- Native to: England United Kingdom
- Region: Barrow-in-Furness Cumbria
- Ethnicity: English
- Language family: Indo-European GermanicWest GermanicNorth Sea GermanicAnglo-FrisianAnglicAnglianNorth AnglicNorthern EnglishCumbrianBarrovian; ; ; ; ; ; ; ; ; ;
- Early forms: Old English Northumbrian Old English Northern Middle English Early Modern English ; ; ;

Language codes
- ISO 639-3: –
- IETF: en-u-sd-gbcma

= Barrovian =

English-language dialect

Barrovian (or Barronese) is an accent and dialect of English found in Barrow-in-Furness and several outlying settlements in Cumbria, England, historically in the county of Lancashire. Although a member of the Cumbrian dialect, the Barrovian and south Cumbria accent has much in common with the dialect of northern Lancashire, particularly the Lancaster/Morecambe area.

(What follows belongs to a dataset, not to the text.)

Issue #201, opened 2025-10-28
Compression configuration


cb1kenobi:
Add configuration for compression. This includes the database option which can be as simple as enabled or more customizable as an object containing various settings.

RocksDB supports several compression algorithms and supports different compression settings at the SST file, data blocks and index blocks levels. Research how these apply to the data model.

Barrovian is also used as a demonym for the inhabitants of Barrow.

==Origins==
Up until the mid-19th century Barrow was nothing but a cluster of small villages with the Cumbrian dialect prevailing throughout. Huge growth occurred, however, between 1860 and 1880, spurred by the introduction of a railway to the Furness peninsula and the rapidly expanding steel and jute works. Barrow also became a major shipbuilding centre in the early 20th century. From a few thousand to 70,000 residents in under half a century, the majority of these were immigrants to the town drawn by the burgeoning industries. Large influxes came from elsewhere in Lancashire, Ireland (especially the counties of Antrim and Tyrone) and Scotland, with existing shipbuilding regions such as the Clyde and Tyneside providing a significant percentage of migrants in the early to mid-20th century. During the 1890s, one-sixth of the local population had been born in Ireland or Scotland. Barrow became a melting pot of accents and dialects and although it remains primarily Cumbria/Lancashire-oriented it has strong influences from a wide geographical area.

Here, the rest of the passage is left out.